= EXERCISE REQUIREMENTS =
When you respond, write out each entry exactly as it stands.

Top of DATA FOR THE TASK

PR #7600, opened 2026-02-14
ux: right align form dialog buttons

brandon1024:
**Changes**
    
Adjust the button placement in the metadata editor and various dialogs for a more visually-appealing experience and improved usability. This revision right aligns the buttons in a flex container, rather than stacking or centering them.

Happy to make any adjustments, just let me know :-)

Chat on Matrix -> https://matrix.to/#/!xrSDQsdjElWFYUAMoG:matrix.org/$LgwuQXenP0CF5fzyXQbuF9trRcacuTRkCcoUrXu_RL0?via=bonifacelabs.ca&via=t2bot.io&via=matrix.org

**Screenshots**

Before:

Bottom of DATA FOR THE TASK

= EXERCISE SOLUTION =
PR #7600, opened 2026-02-14
ux: right align form dialog buttons

brandon1024:
**Changes**
    
Adjust the button placement in the metadata editor and various dialogs for a more visually-appealing experience and improved usability. This revision right aligns the buttons in a flex container, rather than stacking or centering them.

Happy to make any adjustments, just let me know :-)

Chat on Matrix -> https://matrix.to/#/!xrSDQsdjElWFYUAMoG:matrix.org/$LgwuQXenP0CF5fzyXQbuF9trRcacuTRkCcoUrXu_RL0?via=bonifacelabs.ca&via=t2bot.io&via=matrix.org

**Screenshots**

Before:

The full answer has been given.